* TASK GOAL *
Transcribe the data below verbatim from the line with "PR #1826, opened 2019-02-22" to the line with "-import org.pmiops.workbench.moodle.ApiClient;". Include both of those lines.

(Stored data entries)

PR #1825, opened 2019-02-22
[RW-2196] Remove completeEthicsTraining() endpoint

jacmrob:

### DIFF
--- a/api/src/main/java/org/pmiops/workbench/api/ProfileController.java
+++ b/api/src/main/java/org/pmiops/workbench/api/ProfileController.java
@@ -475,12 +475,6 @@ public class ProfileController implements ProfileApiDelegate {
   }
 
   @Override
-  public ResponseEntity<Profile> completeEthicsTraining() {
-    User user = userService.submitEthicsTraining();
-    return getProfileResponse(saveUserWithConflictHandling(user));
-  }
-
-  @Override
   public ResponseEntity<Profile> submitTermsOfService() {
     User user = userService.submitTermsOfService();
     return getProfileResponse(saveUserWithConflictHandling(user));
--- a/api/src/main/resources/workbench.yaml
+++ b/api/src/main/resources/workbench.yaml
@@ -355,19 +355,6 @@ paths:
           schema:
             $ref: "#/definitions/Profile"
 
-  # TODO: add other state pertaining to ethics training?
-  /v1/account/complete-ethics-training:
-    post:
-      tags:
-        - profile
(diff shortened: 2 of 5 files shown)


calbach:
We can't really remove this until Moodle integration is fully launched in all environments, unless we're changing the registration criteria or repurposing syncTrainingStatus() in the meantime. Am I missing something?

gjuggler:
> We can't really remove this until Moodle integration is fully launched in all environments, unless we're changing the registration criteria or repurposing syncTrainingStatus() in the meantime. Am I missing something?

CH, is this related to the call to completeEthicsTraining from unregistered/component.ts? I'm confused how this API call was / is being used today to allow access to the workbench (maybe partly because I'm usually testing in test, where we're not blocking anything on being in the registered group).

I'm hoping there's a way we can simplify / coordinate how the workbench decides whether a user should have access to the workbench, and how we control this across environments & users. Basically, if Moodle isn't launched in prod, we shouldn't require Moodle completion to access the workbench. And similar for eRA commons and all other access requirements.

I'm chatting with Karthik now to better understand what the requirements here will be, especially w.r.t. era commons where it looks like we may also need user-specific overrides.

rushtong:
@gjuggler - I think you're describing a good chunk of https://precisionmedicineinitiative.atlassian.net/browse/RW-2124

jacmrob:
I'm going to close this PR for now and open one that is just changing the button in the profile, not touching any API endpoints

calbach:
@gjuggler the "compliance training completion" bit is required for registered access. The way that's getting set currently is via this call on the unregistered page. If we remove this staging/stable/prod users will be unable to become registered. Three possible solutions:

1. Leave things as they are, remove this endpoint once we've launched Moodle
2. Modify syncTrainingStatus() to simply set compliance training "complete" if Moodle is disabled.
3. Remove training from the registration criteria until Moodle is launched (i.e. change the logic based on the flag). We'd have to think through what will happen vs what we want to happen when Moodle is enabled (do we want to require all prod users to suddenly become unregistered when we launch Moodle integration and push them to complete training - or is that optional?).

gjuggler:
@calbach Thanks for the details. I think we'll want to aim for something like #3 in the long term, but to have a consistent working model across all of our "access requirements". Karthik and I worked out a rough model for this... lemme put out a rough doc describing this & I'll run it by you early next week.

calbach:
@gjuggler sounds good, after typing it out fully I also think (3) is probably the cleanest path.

==

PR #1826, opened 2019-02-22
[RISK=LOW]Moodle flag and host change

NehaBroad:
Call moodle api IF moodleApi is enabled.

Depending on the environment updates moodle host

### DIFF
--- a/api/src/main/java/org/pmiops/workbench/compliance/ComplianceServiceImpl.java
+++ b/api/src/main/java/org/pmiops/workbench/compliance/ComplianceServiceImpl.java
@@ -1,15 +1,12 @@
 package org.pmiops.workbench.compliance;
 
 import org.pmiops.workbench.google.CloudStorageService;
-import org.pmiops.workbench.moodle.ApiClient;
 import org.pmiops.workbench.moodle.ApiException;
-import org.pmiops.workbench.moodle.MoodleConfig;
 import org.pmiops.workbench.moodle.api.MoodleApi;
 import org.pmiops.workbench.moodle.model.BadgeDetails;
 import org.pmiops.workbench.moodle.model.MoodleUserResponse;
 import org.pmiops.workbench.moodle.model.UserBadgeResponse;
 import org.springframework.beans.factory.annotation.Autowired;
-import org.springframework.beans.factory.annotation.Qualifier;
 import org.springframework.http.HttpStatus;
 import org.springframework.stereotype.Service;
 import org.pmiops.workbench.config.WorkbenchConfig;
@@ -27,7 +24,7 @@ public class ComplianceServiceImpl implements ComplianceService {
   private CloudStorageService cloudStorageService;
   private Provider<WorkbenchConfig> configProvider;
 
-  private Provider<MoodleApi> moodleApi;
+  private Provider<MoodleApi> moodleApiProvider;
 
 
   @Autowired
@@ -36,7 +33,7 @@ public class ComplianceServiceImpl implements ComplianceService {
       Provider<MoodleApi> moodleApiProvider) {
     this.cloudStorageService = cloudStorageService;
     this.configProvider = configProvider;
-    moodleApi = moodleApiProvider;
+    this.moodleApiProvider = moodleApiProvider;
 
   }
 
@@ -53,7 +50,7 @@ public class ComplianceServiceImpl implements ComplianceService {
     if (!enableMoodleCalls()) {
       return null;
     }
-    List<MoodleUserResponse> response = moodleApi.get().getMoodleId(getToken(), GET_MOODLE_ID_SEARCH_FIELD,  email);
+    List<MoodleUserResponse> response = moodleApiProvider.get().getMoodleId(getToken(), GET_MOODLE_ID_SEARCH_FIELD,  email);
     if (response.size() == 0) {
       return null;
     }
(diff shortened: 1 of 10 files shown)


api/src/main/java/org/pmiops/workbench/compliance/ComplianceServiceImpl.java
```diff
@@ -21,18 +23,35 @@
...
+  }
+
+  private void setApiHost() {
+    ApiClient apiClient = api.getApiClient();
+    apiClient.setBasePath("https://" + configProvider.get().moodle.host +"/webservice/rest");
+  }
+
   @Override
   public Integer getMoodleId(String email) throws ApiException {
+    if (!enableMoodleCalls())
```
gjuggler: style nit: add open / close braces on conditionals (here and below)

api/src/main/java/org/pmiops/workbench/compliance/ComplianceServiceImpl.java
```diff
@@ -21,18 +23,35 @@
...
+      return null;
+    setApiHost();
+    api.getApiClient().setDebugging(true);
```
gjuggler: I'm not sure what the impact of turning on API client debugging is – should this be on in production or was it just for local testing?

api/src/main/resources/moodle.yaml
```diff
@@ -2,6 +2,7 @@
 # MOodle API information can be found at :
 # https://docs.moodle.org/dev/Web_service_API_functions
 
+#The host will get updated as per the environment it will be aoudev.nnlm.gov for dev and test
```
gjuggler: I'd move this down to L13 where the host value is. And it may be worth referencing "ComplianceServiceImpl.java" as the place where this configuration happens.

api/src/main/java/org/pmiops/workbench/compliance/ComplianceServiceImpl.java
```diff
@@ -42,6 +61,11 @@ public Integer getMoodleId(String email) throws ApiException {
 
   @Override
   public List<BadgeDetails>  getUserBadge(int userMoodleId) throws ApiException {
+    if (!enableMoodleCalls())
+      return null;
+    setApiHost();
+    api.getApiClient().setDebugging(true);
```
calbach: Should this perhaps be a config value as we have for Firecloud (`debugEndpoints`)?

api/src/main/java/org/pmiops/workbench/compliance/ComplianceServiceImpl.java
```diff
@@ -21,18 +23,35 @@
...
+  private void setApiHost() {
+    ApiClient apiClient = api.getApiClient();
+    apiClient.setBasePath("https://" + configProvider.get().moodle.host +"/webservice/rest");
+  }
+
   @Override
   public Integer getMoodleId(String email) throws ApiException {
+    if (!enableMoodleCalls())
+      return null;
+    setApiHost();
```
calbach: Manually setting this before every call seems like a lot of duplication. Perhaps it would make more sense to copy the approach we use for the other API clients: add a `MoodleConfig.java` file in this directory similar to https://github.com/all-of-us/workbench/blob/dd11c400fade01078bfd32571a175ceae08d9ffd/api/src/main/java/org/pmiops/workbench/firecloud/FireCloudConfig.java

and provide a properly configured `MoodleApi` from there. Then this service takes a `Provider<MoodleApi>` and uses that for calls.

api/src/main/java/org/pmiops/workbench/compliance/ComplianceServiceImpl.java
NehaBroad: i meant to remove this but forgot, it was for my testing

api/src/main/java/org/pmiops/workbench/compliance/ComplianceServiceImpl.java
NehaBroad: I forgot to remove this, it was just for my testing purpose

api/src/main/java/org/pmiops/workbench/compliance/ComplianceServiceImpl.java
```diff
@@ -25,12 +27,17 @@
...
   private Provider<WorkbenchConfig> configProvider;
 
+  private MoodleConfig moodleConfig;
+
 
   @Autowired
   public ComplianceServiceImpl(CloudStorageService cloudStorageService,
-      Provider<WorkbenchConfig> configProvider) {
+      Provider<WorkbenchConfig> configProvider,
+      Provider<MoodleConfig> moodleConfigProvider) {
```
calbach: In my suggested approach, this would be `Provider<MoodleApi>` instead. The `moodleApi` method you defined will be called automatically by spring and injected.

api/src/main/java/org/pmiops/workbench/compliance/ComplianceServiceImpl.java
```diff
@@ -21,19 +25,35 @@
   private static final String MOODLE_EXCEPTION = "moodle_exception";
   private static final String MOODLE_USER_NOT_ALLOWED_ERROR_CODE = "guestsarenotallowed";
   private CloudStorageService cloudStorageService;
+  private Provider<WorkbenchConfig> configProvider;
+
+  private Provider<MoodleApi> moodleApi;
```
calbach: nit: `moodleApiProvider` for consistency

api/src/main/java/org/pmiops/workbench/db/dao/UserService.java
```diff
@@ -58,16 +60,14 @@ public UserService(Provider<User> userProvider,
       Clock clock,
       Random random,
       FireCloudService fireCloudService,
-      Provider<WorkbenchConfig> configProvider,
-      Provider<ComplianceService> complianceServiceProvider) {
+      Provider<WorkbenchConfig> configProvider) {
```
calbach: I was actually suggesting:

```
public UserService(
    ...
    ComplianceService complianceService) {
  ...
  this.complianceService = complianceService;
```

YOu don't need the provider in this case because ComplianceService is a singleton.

* SOLUTION FOR THIS PROBLEM *
PR #1826, opened 2019-02-22
[RISK=LOW]Moodle flag and host change

NehaBroad:
Call moodle api IF moodleApi is enabled.

Depending on the environment updates moodle host

### DIFF
--- a/api/src/main/java/org/pmiops/workbench/compliance/ComplianceServiceImpl.java
+++ b/api/src/main/java/org/pmiops/workbench/compliance/ComplianceServiceImpl.java
@@ -1,15 +1,12 @@
 package org.pmiops.workbench.compliance;
 
 import org.pmiops.workbench.google.CloudStorageService;
-import org.pmiops.workbench.moodle.ApiClient;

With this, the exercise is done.